Please do this in Python! 1. You will simulate round robin sort and shortest remaining job process scheduling algorithms. You will be able to compare and contrast the ease of implementation and the...

Given code: utils.c (for reference DON'T Modify), utils.h (DON't Modify) and main_template.c (Write Code HERE) --> UTILS.C [DO NOT MODIFY] pasting image cause Chegg character limit >:( --> UTILS.h...

Part I you are asked to use the introductory sentence about the tax payer and complete paragraph items 14 and 16. You will also use item 18 for needed Social Security numbers. Do not do additional...

LA1 the weekday calculator CS 1120 (Python) - Spring 2021 Lab Assignment 1 The weekday calculator Due Date (a two-week LA) Sections(540,543,544,545) 1/29/20 @ 11:59pm Concepts Review of CS1110...

please help I need this by tonight ASAP. if you solve this i will give you the BEST RATING. ALL I NEED IS THE FULL DETAILED CODE FOR THE MULTITASKING COMMANDER. other commanders are finished. I...

Dorough Pointers Inc. expects to begin operations on January 1, 2009; it will operate as a specialty sales company that sells laser pointers over the Internet. Dorough expects sales in January 2009...

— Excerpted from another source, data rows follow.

PR #842, opened 2018-10-08
CDAP-14481 check for extra schema fields

albertshau:
Usability improvements to the file source to check if there are
extra fields in the schema that are not supported when using the
text or blob formats. This is to address user behavior where
the format is changed but schema is not changed, resulting in a
invalid schema.

Also adding a get schema button to help users generate the correct
schema when changing formats.

### DIFF
--- a/format-common/src/main/java/co/cask/hydrator/format/input/BlobInputProvider.java
+++ b/format-common/src/main/java/co/cask/hydrator/format/input/BlobInputProvider.java
@@ -17,7 +17,10 @@
 package co.cask.hydrator.format.input;
 
 import co.cask.cdap.api.data.schema.Schema;
+import co.cask.hydrator.format.plugin.FileSourceProperties;
 
+import java.util.ArrayList;
+import java.util.List;
 import java.util.Map;
 import javax.annotation.Nullable;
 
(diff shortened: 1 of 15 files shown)


format-common/src/main/java/co/cask/hydrator/format/input/BlobInputProvider.java
```diff
@@ -26,19 +29,50 @@
...
+      throw new IllegalArgumentException("The schema for the 'blob' format must have a field named 'body'");
+    }
+    Schema bodySchema = bodyField.getSchema();
+    Schema.Type bodyType = bodySchema.isNullable() ? bodySchema.getNonNullable().getType() : bodySchema.getType();
+    if (bodyType != Schema.Type.BYTES) {
+      throw new IllegalArgumentException(String.format("The 'body' field must be of type 'bytes', but found '%s'",
+                                                       bodyType.name().toLowerCase()));
+    }
+
+    int numExpectedFields = pathField == null ? 1 : 2;
```
yaojiefeng, line 63: I think it is good to add some comments to this method or the javadoc of this class to specify what is the validation logic for the blob format

format-common/src/main/java/co/cask/hydrator/format/input/TextInputProvider.java
```diff
@@ -28,42 +29,80 @@
...
       }
     }
 
-    if (schema == null) {
-      schema = getDefaultSchema(properties.get("pathField"));
+    Schema.Field bodyField = schema.getField("body");
+    if (bodyField == null) {
+      throw new IllegalArgumentException("The schema for the 'text' format must have a field named 'body'");
     }
+    Schema bodySchema = bodyField.getSchema();
```
yaojiefeng, line 63: Same here, it is good to add some comments to this method or the javadoc of this class to specify what is the validation logic for the text format.

format-common/src/main/java/co/cask/hydrator/format/input/TextInputProvider.java
```diff
@@ -28,42 +29,80 @@
...
     return new TextInputFormatter(schema);
   }
 
   public static Schema getDefaultSchema(@Nullable String pathField) {
     List<Schema.Field> fields = new ArrayList<>();
     fields.add(Schema.Field.of("offset", Schema.of(Schema.Type.LONG)));
-    fields.add(Schema.Field.of("body", Schema.nullableOf(Schema.of(Schema.Type.STRING))));
-    if (pathField != null) {
-      fields.add(Schema.Field.of(pathField, Schema.nullableOf(Schema.of(Schema.Type.STRING))));
+    fields.add(Schema.Field.of("body", Schema.of(Schema.Type.STRING)));
```
yaojiefeng, line 106: Is there a reason we change this to not nullable?

yaojiefeng (approved):
Just some minor comments, lgtm

format-common/src/main/java/co/cask/hydrator/format/input/TextInputProvider.java
albertshau: it wasn't nullable in the previous release, and the widget for the file starts off with it not nullable.

It only became nullable during some recent refactoring, and reverting it back

PR #846, opened 2018-10-10
CDAP-14015 update widgets and reference for file source and sink

albertshau:


core-plugins/docs/File-batchsink.md
```diff
@@ -3,50 +3,28 @@
...
+If not specified, nothing will be appended to the path."
 
 **Format:** Format to write the records in.
-The format must be one of 'json', 'avro', 'parquet', 'csv', 'tsv', or 'delimited'. (Macro-enabled)
+The format must be one of 'json', 'avro', 'parquet', 'csv', 'tsv', or 'delimited'.
 
 **Delimiter:** Delimiter to use if the format is 'delimited'.
-The delimiter will be ignored if the format is anything other than 'delimited'.
-
-**Schema:** Schema of the data to write. (Macro-enabled)
```
yaojiefeng, line 37: Should we include some description about the schema? Since there can be some validation about the schema

core-plugins/docs/File-batchsource.md
```diff
@@ -3,86 +3,39 @@
...
 **Format:** Format of the data to read.
 The format must be one of 'avro', 'blob', 'csv', 'delimited', 'json', 'parquet', 'text', or 'tsv'.
 If the format is 'blob', every input file will be read into a separate record.
 The 'blob' format also requires a schema that contains a field named 'body' of type 'bytes'.
-If the format is 'text', the schema must contain a field named 'body' of type 'string'. (Macro-enabled)
+If the format is 'text', the schema must contain a field named 'body' of type 'string'.
+
+**Delimiter:** Delimiter to use when the format is 'delimited'. This will be ignored for other formats.
 
-**schema:** Schema of the data to read.
```
yaojiefeng, line 44: Same here

yaojiefeng (approved):
just two minor questions about the schema, otherwise lgtm

core-plugins/docs/File-batchsink.md
albertshau: the sink doesn't actually validate schema, it just uses whatever is configured. The source does validation, which is mentioned in the format section.

core-plugins/docs/File-batchsource.md
albertshau: It's mentioned in the format description, as that is what determines the schema restrictions. A description like 'Schema of the data to read.' does not give any information than knowing that schema is there.

PR #849, opened 2018-10-10
drop snapshot

rohitsinha54:
Submodules will have version bumps in their own repo and then updated here.

### DIFF
--- a/pom.xml
+++ b/pom.xml
@@ -20,7 +20,7 @@
 
   <groupId>co.cask.hydrator</groupId>
   <artifactId>hydrator-plugins</artifactId>
-  <version>2.1.0-SNAPSHOT</version>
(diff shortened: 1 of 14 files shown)


pom.xml
```diff
@@ -128,7 +128,7 @@
     <json-path.version>2.2.0</json-path.version>
     <json.version>20160212</json.version>
     <netty.version>4.1.16.Final</netty.version>
-    <netty-http.version>1.1.0-SNAPSHOT</netty-http.version>
```
albertshau: I did this already. Is this from restoring the branch from an earlier point?

rohitsinha54: Yes. It was one commit ahead. 

image

albertshau (approved):
lgtm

Canada has often been described as an over-governed state. What features of Canada's system of government contribute to this opinion? Do you agree?

Novak accepted an offer payment from lga to help sway a business descision. Who is in the wrong in this situation?

Compared with half a century ago, adoption has become _ _ _ _ _ _ _ _ _ common, but it is more open and acceptabl e , so we probably discuss it _ _ _ _ _ _ _ . fill in the blanks more or much less or...

How are Work Breakdown Statements Built and how do they appear in a Project Plan?

What is the most important part of any HCM Project Map and why?

What is the Phase that begins after Project rollover and what activities are part of the Phase?